PR #242, opened 2024-12-03
Fix renewal payout validation

n8maninger:
Did not notice this until after trying to update coreutils with #238.  The new renewal validation logic was checking the individual payout values against the parent file contract element. This does not account for the payouts changing in an unbroadcast revision. This changes the logic to check that the sum of the outputs is equal to the sum of the parent outputs. Also adds some additional validation tests.

### DIFF
--- a/consensus/validation.go
+++ b/consensus/validation.go
@@ -780,12 +780,24 @@ func validateV2FileContracts(ms *MidState, txn types.V2Transaction) error {
 		case *types.V2FileContractRenewal:
 			renewal := *r
 
+			if fc.RenterPublicKey != renewal.NewContract.RenterPublicKey {
+				return fmt.Errorf("file contract renewal %v changes renter public key", i)
+			} else if fc.HostPublicKey != renewal.NewContract.HostPublicKey {
+				return fmt.Errorf("file contract renewal %v changes host public key", i)
+			}
+
+			// validate that the renewal value is equal to existing contract's value.
+			// This must be done as a sum of the outputs, since the individual payouts may have
+			// changed in an unbroadcast revision.
+			totalPayout := renewal.FinalRenterOutput.Value.Add(renewal.RenterRollover).
+				Add(renewal.FinalHostOutput.Value).Add(renewal.HostRollover)
+			existingPayout := fc.RenterOutput.Value.Add(fc.HostOutput.Value)
+			if totalPayout != existingPayout {
+				return fmt.Errorf("file contract renewal %d renewal payout (%s) does not match existing contract payout %s", i, totalPayout, existingPayout)
+			}
+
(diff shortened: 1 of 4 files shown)


consensus/validation.go
```diff
@@ -780,12 +780,24 @@ func validateV2FileContracts(ms *MidState, txn types.V2Transaction) error {
 		case *types.V2FileContractRenewal:
 			renewal := *r
 
+			if fc.RenterPublicKey != renewal.NewContract.RenterPublicKey {
```
n8maninger, line 783: not strictly necessary, but the error message without it is unhelpful.

rhp/v4/rhp.go
```diff
@@ -344,6 +345,7 @@ type (
 	// RPCRenewContractSecondResponse implements Object.
 	RPCRenewContractSecondResponse struct {
 		RenterRenewalSignature  types.Signature         `json:"renterRenewalSignature"`
+		RenterContractSignature types.Signature         `json:"renterContractSignature"`
```
n8maninger, line 348: Need to pass the renter contract signature to the host now

peterjan (approved):
very much like the way the various test cases are outlined!

ChrisSchinnerl (approved):

consensus/validation.go
```diff
@@ -780,12 +780,24 @@ func validateV2FileContracts(ms *MidState, txn types.V2Transaction) error {
...
+				return fmt.Errorf("file contract renewal %v changes renter public key", i)
+			} else if fc.HostPublicKey != renewal.NewContract.HostPublicKey {
+				return fmt.Errorf("file contract renewal %v changes host public key", i)
+			}
```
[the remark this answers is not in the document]
n8maninger: We *could*, but why?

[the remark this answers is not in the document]
lukechampine: well, we allow revisions to change the keys. Granted, I don't see a ton of utility there either; key rotation is really not as much of a thing as people assume. So I'd be ok disallowing it in both cases too -- just wanna be consistent.

consensus/validation.go
```diff
@@ -780,12 +780,24 @@ func validateV2FileContracts(ms *MidState, txn types.V2Transaction) error {
...
+
+			// validate that the renewal value is equal to existing contract's value.
+			// This must be done as a sum of the outputs, since the individual payouts may have
+			// changed in an unbroadcast revision.
+			totalPayout := renewal.FinalRenterOutput.Value.Add(renewal.RenterRollover).
+				Add(renewal.FinalHostOutput.Value).Add(renewal.HostRollover)
+			existingPayout := fc.RenterOutput.Value.Add(fc.HostOutput.Value)
+			if totalPayout != existingPayout {
+				return fmt.Errorf("file contract renewal %d renewal payout (%s) does not match existing contract payout %s", i, totalPayout, existingPayout)
```
lukechampine, line 796: error is a bit inconsistent with the others, which use `(%d H)`. That might predate https://github.com/SiaFoundation/core/pull/146, so perhaps we should switch them all to `%s` now?

PR #251, opened 2024-12-10
Take storage cost into account in RenewalCost

ChrisSchinnerl:
Related to the failing tests in https://github.com/SiaFoundation/coreutils/pull/134. Broadcasting the revision fails with `siacoin inputs (600274999999999999906047180800 H) do not equal outputs (600274999999999999910241484800 H)` which seems to exactly match the storage cost. After verifying it by setting the storage price to 0, I confirmed that this change fixes the error.


n8maninger (changes requested):
Can you add some golden cases for renewal and refresh costs so we don't have to rely on the coreutils tests failing?

PR #1196, opened 2024-07-08
client: use /start endpoint of worker to reserve worker if IDLE immed…

rcooke-warwick:
…iately

There is a problem where if the multiple jobs are running at the same time, all waiting for a worker to be IDLE, multiple jobs start using the worker at the same time. The reason was that first, the state of the worker is polled using /state - then, after some delay, it is reserved using the /start endpoint. Problem 1 was that there is a delay between checking and reserving - leading to a window of time where another job could do the same thing. Problem 2 is that once /start was used, there was nothing to stop the client from continuing, even if the worker was BUSY. This commit forgoes the /state endpoint, and just skips to trying /start - if the worker is IDLE, its instanly reserved, if its BUSY, the reponse is actually checked and nothing happens.

Change-type: patch

### DIFF
--- a/client/bin/multi-client.js
+++ b/client/bin/multi-client.js
@@ -385,9 +385,12 @@ class NonInteractiveState {
 						deviceUrl = device;
 					}
 					let status = await rp.get(
-						new url.URL('/state', deviceUrl).toString(),
+						new url.URL('/start', deviceUrl).toString(),
 					);
-					if (status === 'IDLE') {
+					// A response of OK indicates that the worker was IDLE - and now it is reserved
+					// This should avoid race conditions where multiple test jobs are trying to use the same pool of workers
+					// As whatever job reaches it first with the /start endpoint, it immediately gets set to "BUSY"
+					if (status === 'OK') {
 						// make sure that the worker being targetted isn't already about to be used by another child process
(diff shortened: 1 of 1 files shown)


client/bin/multi-client.js
```diff
@@ -385,9 +385,12 @@ class NonInteractiveState {
 						deviceUrl = device;
 					}
 					let status = await rp.get(
-						new url.URL('/state', deviceUrl).toString(),
+						new url.URL('/start', deviceUrl).toString(),
```
klutchell, line 388: Should we not keep the state endpoint in case something else was using it?

What if we want to use the state endpoint for update locks or something that doesn't use the worker.

rcooke-warwick: state endpoint still exists on the worker, currently on the worker side all it does is return whether its BUSY or IDLE. This PR doesn't touch what endpoints are available, only starts using /start instead of /state then /start

In the worker logic, if something tries the /start endpoint and something is already using it, it returns BUSY

klutchell (approved):

vipulgupta2048 (approved):

vipulgupta2048:
We should get this in, I think it's an improvement for improvement's sake.

Issue #1191, opened 2024-06-25
e2e tests failed if host device is not in development mode


alexgg:
When the balenaOS image that runs on the host autokit device is in production mode the e2e tests fail to pass.
See https://balena.zendesk.com/agent/tickets/3524

PR #1207, opened 2024-08-15
core: ssh tunnels: fix auth errors when worker is in prod mode

rcooke-warwick:
When the worker is in production mode, ssh auth when creating the reverse tunnel to tunnel though it to the DUT failed. Using BC username auth with BC registered keys fixes it

tested on a prod worker with unipi3 DUT

resolves https://github.com/balena-os/leviathan/issues/1191

Change-type: patch

### DIFF
--- a/core/lib/common/worker.js
+++ b/core/lib/common/worker.js
@@ -458,7 +458,7 @@ module.exports = class Worker {
 			`${dutPort}:${ip}:${dutPort}`,
 			`-p`,
 			workerPort,
-			`root@127.0.0.1`,
+			`${this.username}@127.0.0.1`,
 			`-o`,
 			`StrictHostKeyChecking=no`,
 			`-o`,


core/lib/common/worker.js
```diff
@@ -458,7 +458,7 @@ module.exports = class Worker {
 			`${dutPort}:${ip}:${dutPort}`,
 			`-p`,
 			workerPort,
-			`root@127.0.0.1`,
+			`${this.username}@127.0.0.1`,
```
vipulgupta2048, line 461:
```suggestion
			`${this.username ? this.username : "root"}@127.0.0.1`,
```

What about dev mode then? Is username default to root in other situations? On L87 when it's defined, it's `this.username = username`

vipulgupta2048: Might be better to use my suggestion on Line 87 only where username is initialized

rcooke-warwick: @vipulgupta2048 , we can't default it to root, it is required to be defined, and also used elsewhere. 

SSH auth to the worker will always be via BC ssh keys auth, it works if the worker is dev or prod mode that way

rcooke-warwick:
Testing again before merge:

(Pi 3)
- BM + OS suite: PASS
- BM + Cloud suite: 

()
- BC + OS suite:
- BC + Cloud suite:

rcooke-warwick:
Looks like it works - so ok to merge (I hope)

klutchell:
> Looks like it works - so ok to merge (I hope)

Are the e2e failures just flukes?

rcooke-warwick:
@klutchell I believe so, they were on the qemu tests (this PR didn't change anything on the QEMU communication path) and happened while trying to flash the DUT (before any SSH communication took place)

klutchell (approved):

PR #1209, opened 2024-08-23
core: attempt to catch massive error dump when getting an errow hile …

rcooke-warwick:
…flashing

There is a large dump of errors sometimes when there is a connection fault while flashing the DUT via /flash on the worker. Attempt to catch it with this change to avoid large, useless crashdump in the logs

Change-type: patch


core/lib/common/worker.js
```diff
@@ -144,11 +144,11 @@ module.exports = class Worker {
 				await new Promise(async (resolve, reject) => {
 					const req = rp.post({ uri: `${this.url}/dut/flash`, timeout: 0 });
 
-					req.catch((error) => {
-						this.logger.log(`client side error: `)
-						this.logger.log(error.message)
-						reject(error);
+					req.on('error', (error) => {
+						this.logger.log('Core side error when trying to send image to worker');
+						reject(new Error('Error while sending image to worker'));
```
klutchell, line 149: Are we losing any valuable information here? Like the error code or something that could help with debugging?

vipulgupta2048: The core dump usually doesn't give off any important information. 
I would say if this is actually the source of the large core dump, then let's see if there any is any useful information that could be fetched from the `error` object?

klutchell: @rcooke-warwick can we still log `error.message` somewhere, assuming that's not where the dump is coming from? I don't like hiding all context from the error object.

PR #1210, opened 2024-08-29
core: update CLI to 19.0.0

rcooke-warwick:
we were previously using CLI 16.0.0, which is now over 365 days since the next major release (17.0.0) , so its deprecated and won't work without adding the --unsupported flag, or updating. Choosing to update

Change-type: patch


rcooke-warwick:
leaving as draft as the e2e tests in this repo don't test the CLI with anything that uses the CLI

rcooke-warwick:
@balena-ci I self-certify!

PR #1229, opened 2024-09-26
compose: map qemu volume into worker

jakogut:
This volume is used to share qemu's QMP socket between the worker and core containers, allowing tests to connect, receive events from, and control qemu.

Change-type: patch


klutchell:
@jakogut simple enough change, but I'm curious how it works in practice? How do we make use of this functionality in a way that improves the tests, or debugging of the tests?

mtoman:
lgtm

PR #1231, opened 2024-09-30
CI: alter triggers on workflow

rcooke-warwick:


klutchell (approved):

vipulgupta2048 (approved):

.github/workflows/flowzone.yml
```diff
@@ -70,14 +72,12 @@ jobs:
       - name: Setup env variables for BalenaCloud
```
rcooke-warwick, line 73: Aren't these no longer required, as the environment handles it?

.github/workflows/flowzone.yml
```diff
@@ -27,6 +28,7 @@ jobs:
       (github.event.pull_request.head.repo.full_name != github.repository && github.event_name == 'pull_request_target')) &&
       github.event.action != 'closed'
     runs-on: ubuntu-22.04
+    environment: ${{ matrix.environment }}
```
rcooke-warwick: does this exist? Is it not `matrix.ENVIRONMENT_URL` here?

PR #1243, opened 2024-10-09
add secureboot identifier into report name

rcooke-warwick:
This is to avoid calshes of artifact names when running a test matrix with the secureboot option enabled

Change-type: patch

### DIFF
--- a/action.yml
+++ b/action.yml
@@ -40,10 +40,22 @@ runs:
         echo "#### Skipped Tests" >> $GITHUB_STEP_SUMMARY
         jq -r '.[0].tests | to_entries[] | select(.value == "skipped") | .key' ${REPORTS}/final-result.json >> $GITHUB_STEP_SUMMARY
 
-    - uses: actions/upload-artifact@b4b15b8c7c6ac21ea08fcf65892d2ee8f75cf882 # v4
+    - name: Generate artifact name
+      shell: bash
+      id: report-name
+      run: |
+        if [ "$QEMU_SECUREBOOT" -eq 1 ]; then
+          SB="-sb"
+        else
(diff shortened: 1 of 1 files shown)


action.yml
```diff
@@ -40,10 +40,22 @@ runs:
...
+          SB=""
+        fi
+
+        echo "reportName=reports-${{ env.WORKER_TYPE }}-${{ env.DEVICE_TYPE }}-${{ env.TEST_SUITE }}-${{ env.TEST_SUITE }}${SB}" >>"${GITHUB_OUTPUT}"
+
     - uses: actions/upload-artifact@84480863f228bb9747b473957fcc9e309aa96097 # v4
       if: always()
       with:
-        name: reports-${{ env.WORKER_TYPE }}-${{ env.DEVICE_TYPE }}-${{ env.TEST_SUITE }}
+        name: ${{ steps.report.name.outputs.reportName }}
```
vipulgupta2048, line 58:
```suggestion
        name: ${{ steps.report-name.outputs.reportName }}
```

vipulgupta2048, line 58: Additionally, here's how I would have done it. Since format function supports expressions. We can add a conditional right into the name input. 

```
name: ${{ format('reports-{0}-{1}-{2}-{3}{4}', env.WORKER_TYPE, env.DEVICE_TYPE, env.TEST_SUITE, env.TEST_SUITE, env.QEMU_SECUREBOOT == '1' && '-sb' || '') }}
```

Some testing required for this but here's where I am getting the inspiration for it https://github.com/actions/toolkit/issues/521#issuecomment-659499510

klutchell (approved):

PR #1254, opened 2024-12-04
Make leviathan worker ref configurable via env var

rcooke-warwick:
Change-type: patch

### DIFF
--- a/docker-compose.qemu.yml
+++ b/docker-compose.qemu.yml
@@ -2,7 +2,7 @@ version: "2"
 
 services:
   worker:
-    image: bh.cr/balena/leviathan-worker-${BALENA_ARCH:-amd64}/${WORKER_REF:-2.9.50}
+    build: worker
     device_cgroup_rules:
       # https://www.kernel.org/doc/Documentation/admin-guide/devices.txt
       # loopback devices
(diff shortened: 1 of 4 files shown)


docker-compose.qemu.yml
```diff
@@ -2,7 +2,7 @@ version: "2"
 
 services:
   worker:
-    image: bh.cr/balena/leviathan-worker-${BALENA_ARCH:-amd64}/2.9.50
+    image: bh.cr/balena/leviathan-worker-${BALENA_ARCH:-amd64}/${WORKER_REF:-2.9.50}
```
klutchell, line 5: Unfortunately this will break the [Renovate parsing of this line](https://github.com/balena-os/leviathan/blob/90d16858e6e622a1f95a86e578782ee931abb47f/.github/renovate.json#L9-L11).

The proper fix is to probably define WORKER_REF as build ARG in a Dockerfile, then configure renovate to bump the default build arg value using existing version matching presets.

I can push a commit.

klutchell (changes requested):

klutchell (approved):

vipulgupta2048 (approved):

PR #1276, opened 2025-02-06
Fix running tests over local worker IP

rcooke-warwick:
This has been broken since splitting the core from the worker - fixing it enables running tests with a local worker without the VPN, much faster and avoids VPN file transfer issues

Change-type: patch


rcooke-warwick:
Locally tested with `intel-nuc` device type with OS and Cloud suites, using both local IP and UUID as the target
# # # # #
In the data above, how many lines contain the string "about"? Answer with the number only.

2